# RECORDS PROVIDED
PR #372, opened 2023-03-03
Remove unused tranisfex v2 url 

Mashal-m:
Ticket:
[Updating /api/v2 transifex endpoints](https://github.com/edx/edx-arch-experiments/issues/202)

There was no need for tx-url1 and tx-url2 because transifex has already migrated from v2 to v3.


UsamaSadiq (approved):

schenedx (approved):
👍

PR #379, opened 2023-05-09
refactor: Don't specify the settings file.

feanil:
The edx-platform `manage.py` file defaults to the devstack_docker file
by default. We don't need to specify it here.

Note: The motivation for removing this is that it's weird coupling to edx-platform that makes it harder to change the names or re-organize settings files over there.  We'd like to be able to re-organize/rename settings files there without breaking other downstream consumers.


kdmccormick (approved):
> Note: The motivation for removing this is that it's weird coupling to
edx-platform that makes it harder to change the names or re-organize
settings files over there.  We'd like to be able to re-organize/rename
settings files there without breaking other downstream consumers.

👍🏻👍🏻👍🏻

PR #404, opened 2025-09-26
build: Remove reactifex dependency.

feanil:
This repo only relies on that deprecated library for one script and
since this repo is also on the road to deprecation, for now I've just
copied the one script we needed from that repo to here so that we can
drop that dependency and archive that repo.


Makefile
```diff
@@ -2,7 +2,7 @@ UNAME := $(shell uname)
 
 i18n = ./src/i18n
 transifex_input = $(i18n)/transifex_input.json
-transifex_utils = ./node_modules/.bin/edx_reactifex
+transifex_utils = node ./scripts/concat_translations.js
```
arbrandes, line 5: This doesn't look like [a regular transifex_utils definition](https://github.com/openedx/frontend-app-account/blob/master/Makefile#L2).  Any particular reason why?

brian-smith-tcril (approved):
LGTM!

I'm on board with the "just copy the script we need in for now" solution, and I assume you've verified that the `transifex_input.json` file this generates with these changes matches the pre-change version.

feanil:
Yep, the output is the same from my testing.

PR #5884, opened 2026-06-02
[Performance] Fix notification polling double-init and double-fetch on tab restore

### LINKED ISSUE #5848: perf(notifications): polling interval fires every 60s regardless of tab visibility — wastes bandwidth on background tabs
## Description

The notification polling loop in `NotificationContext.js` starts a `setInterval` that calls `fetchNotifications` every 60 seconds unconditionally. There is no check against the Page Visibility API (`document.visibilityState` / `visibilitychange` event), so the interval fires at full rate while the tab is minimised, hidden behind another window, or in a background browser tab. Every tick dispatches a full API request to the notification endpoint, parses and normalises the response, diffs against the current notification set, and triggers a React state update — all with zero chance of the user ever seeing the result.

## Current Behaviour

**File:** `src/context/NotificationContext.js`  
**Lines 527–533:**
```js
const intervalId = setInterval(() => {
  if (isMounted.current && activeTokenRef.current === requestToken) {
    fetchNotifications({ isBackground: true });
  }
}, POLLING_INTERVAL_MS); // 60_000 ms

return () => clearInterval(intervalId);
```

The only guards are React mount state (`isMounted`) and token consistency (`activeTokenRef`). Neither checks whether the browser tab is currently visible. A user with Eventra open in a background tab receives a network request every minute indefinitely, saturating the polling budget without any chance of delivering a visible notification.

## Expected Behaviour

The polling interval must pause when `document.visibilityState === 'hidden'` and resume immediately when the tab becomes visible again. On resume, a single immediate fetch should fire to catch up on any notifications that arrived while the tab was hidden, before the regular interval resumes.

The interval was implemented without awareness of the Page Visibility API. The pattern of pausing background work when the tab is hidden is a standard browser optimisation that was not applied here.

## Impact

- **Network waste at scale:** A user who opens Eventra and switches to another tab for an hour generates 60 polling requests that return data nobody reads.
- **Server load:** With many concurrent users, a significant fraction will be in background tabs at any given time. Every one of them fires the same 60-second loop, creating a sustained baseline load that grows linearly with user count.
- **Battery drain:** On mobile browsers and laptops, background network activity prevents CPU cores from entering low-power states, reducing battery life measurably.
- **React state churn:** Each background poll that returns new data triggers a `setNotifications` + `setUnreadCount` state update cascade, which re-renders all `useNotification()` consumers even though the tab is invisible.

1. **`src/context/NotificationContext.js` — wrap polling in a visibility guard**  
   Register a `visibilitychange` listener inside the polling `useEffect`. When `document.hidden` becomes true, pause the interval (or skip the fetch inside it). When the tab becomes visible again, fire one immediate `fetchNotifications` catch-up call and restart the interval.

2. **`src/context/NotificationContext.js` — implement a clean visibility-aware polling helper**  
   Extract a reusable `useVisibilityAwareInterval(callback, delayMs)` hook into `src/hooks/useVisibilityAwareInterval.js`. The hook uses `useRef` to hold the interval ID and a `visibilitychange` handler, and properly cleans up both on unmount. Centralising this pattern prevents the same mistake from recurring in other polling loops.

3. **`src/context/NotificationContext.js` — add a debounced on-focus refetch**  
   Complement the interval with a `focus` event handler that triggers a single immediate fetch when the user returns to the tab after more than 2 minutes of absence, ensuring the badge count is always up-to-date immediately on tab switch.

4. **`src/hooks/useVisibilityAwareInterval.js` — full implementation**  
   Implement the hook with: start/stop on mount/unmount, pause on `visibilitychange` to hidden, resume + immediate callback on `visibilitychange` to visible, and `clearInterval`/`removeEventListener` cleanup in the return function.

5. **`src/hooks/useVisibilityAwareInterval.test.js` — unit tests**  
   Test cases: fires normally when visible, pauses when hidden, fires immediately on restore, cleans up on unmount, handles rapid hide/show cycles without duplicate intervals.

6. **Audit other polling loops** — search codebase for other `setInterval` usages that should also respect tab visibility (e.g., any analytics heartbeat or SSE reconnect timers) and apply the same hook.

## Files Affected

- `src/hooks/useVisibilityAwareInterval.js` (new)
- `src/hooks/useVisibilityAwareInterval.test.js` (new)

## Estimated Scope

**Labels:** `type:performance`, `level:intermediate`, `gssoc:approved`

advikdivekar:
Fixes #5848

**What is the problem**
The upstream PR that introduced `usePageVisibility` added `isPageVisible` to the main polling `useEffect` dependency array:

```js
}, [token, fetchNotifications, fetchAchievements, isPageVisible]);
```

This caused two regressions:

1. **Loading flash on every tab restore:** When `isPageVisible` changed from `false` to `true` (tab made visible), the entire polling effect re-ran — including `initData()`, which calls `setLoading(true)` and fetches both notifications AND achievements from scratch. Users saw a momentary loading spinner every time they switched back to the tab.

2. **Double-fetch on tab restore:** `initData()` called `fetchNotifications({ isBackground: true })`, and the catch-up `useEffect` at the bottom of the provider *also* called `fetchNotifications({ isBackground: true })` when `isPageVisible` became `true`. Two full notification fetches fired simultaneously on every tab restore.

**What was changed**

`src/context/NotificationContext.js`
- Added `isPageVisibleRef` (a `useRef`) that is kept current via a dedicated single-line `useEffect`: `isPageVisibleRef.current = isPageVisible`.
- The polling `setInterval` callback now reads `isPageVisibleRef.current` instead of the closed-over `isPageVisible` value. Because the ref is always current, reading fresh visibility state requires no stale-closure workaround.
- Removed `isPageVisible` from the main polling effect's dependency array. The effect now only re-runs when `token`, `fetchNotifications`, or `fetchAchievements` changes — i.e. on auth state change, not on every tab visibility toggle.
- The existing catch-up `useEffect` (`isPageVisible, token, fetchNotifications`) is unchanged and continues to fire a single background fetch when the tab becomes visible.

`tests/usePageVisibility.test.mjs` *(new — 358 lines)*
- Initial state: visible tab returns `true`, hidden tab returns `false`.
- Listener registration: `visibilitychange` handler attached on mount.
- State transitions: `visible → hidden` and `hidden → visible` update state.
- Cleanup: unmount removes the listener; further events do not update state.
- SSR safety: `getVisibility` returns `true` when `document` is undefined.
- Polling contract tests: ref sync, skip-on-hidden, resume-on-visible, double-fetch prevention, single catch-up per restore.

**Why this approach**
A `useRef` is the idiomatic React solution for reading fresh mutable values inside an effect/callback without adding them as dependencies. It avoids the stale-closure problem while keeping the effect's dependency array minimal and preventing unnecessary re-execution.

**How to test**
1. Log in and navigate to any page that shows the notification bell.
2. Open DevTools → Network tab filtered to the notifications endpoint.
3. Switch to another browser tab and back.
4. **Expected (before fix):** two simultaneous requests to the notifications endpoint and a brief loading spinner.
5. **Expected (after fix):** exactly one background request, no loading spinner.

**Edge cases covered**
- Tab hidden during an in-flight fetch: fetch completes normally; next poll is skipped.
- Rapid hide/show cycles: only one catch-up fetch per restore regardless of speed.
- Token change while hidden: polling effect re-runs correctly (token is still in deps).

**Lines changed**
377 lines added across 2 files (19 in NotificationContext.js, 358 new test file).

**Verification checklist**
- [x] Correct issue number tagged with Fixes #5848
- [x] All existing tests unaffected
- [x] New test suite covers the hook and the polling contract

**Labels:** `type:performance`, `level:intermediate`, `gssoc:approved`

### DIFF
--- a/src/context/NotificationContext.js
+++ b/src/context/NotificationContext.js
@@ -90,6 +90,17 @@ export const NotificationProvider = ({ children }) => {
   const activeTokenRef = useRef(token);
   const hasCompletedInitialFetch = useRef(false);
 
+  // Keep a ref in sync with isPageVisible so the polling interval callback
+  // can read the latest visibility without requiring isPageVisible in the
+  // effect dependency array.  Adding isPageVisible as a dep would re-run the
+  // entire polling effect — including initData() — on every tab-restore, which
+  // causes an unwanted loading spinner and a double-fetch (initData already
+  // fetches, and the separate catch-up effect below also fetches).
+  const isPageVisibleRef = useRef(isPageVisible);
+  useEffect(() => {
+    isPageVisibleRef.current = isPageVisible;
+  }, [isPageVisible]);
+
   // ---------------------------------------------------------------------------
   // Bounded seen-notification Set
   //
@@ -555,18 +566,20 @@ export const NotificationProvider = ({ children }) => {
     initData();
 
     // Visibility-aware polling: skip the network call when the tab is hidden.
-    // The setInterval still fires on schedule so the cadence is maintained, but
-    // the fetch is gated on isPageVisible. When the tab becomes visible again,
-    // a separate useEffect (below) fires an immediate catch-up fetch so no
-    // notifications are missed.
+    // isPageVisibleRef.current is always current (kept in sync by a dedicated
+    // useEffect above) so the callback never reads a stale value, and
+    // isPageVisible does NOT need to be in this effect's dependency array.
+    // Excluding it prevents the effect from re-running on every tab-restore,
+    // which would call initData() again (loading flash) and duplicate the
+    // catch-up fetch that the visibility useEffect below already handles.
     const intervalId = setInterval(() => {
-      if (isMounted.current && activeTokenRef.current === requestToken && isPageVisible) {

# TASK TO CARRY OUT
Using the entries above, give again exactly the lines from the line holding "- **Server load:**" through the line holding "- **React state". Include both end lines and nothing else.

# SOLUTION TO THIS TASK
- **Server load:** With many concurrent users, a significant fraction will be in background tabs at any given time. Every one of them fires the same 60-second loop, creating a sustained baseline load that grows linearly with user count.
- **Battery drain:** On mobile browsers and laptops, background network activity prevents CPU cores from entering low-power states, reducing battery life measurably.
- **React state churn:** Each background poll that returns new data triggers a `setNotifications` + `setUnreadCount` state update cascade, which re-renders all `useNotification()` consumers even though the tab is invisible.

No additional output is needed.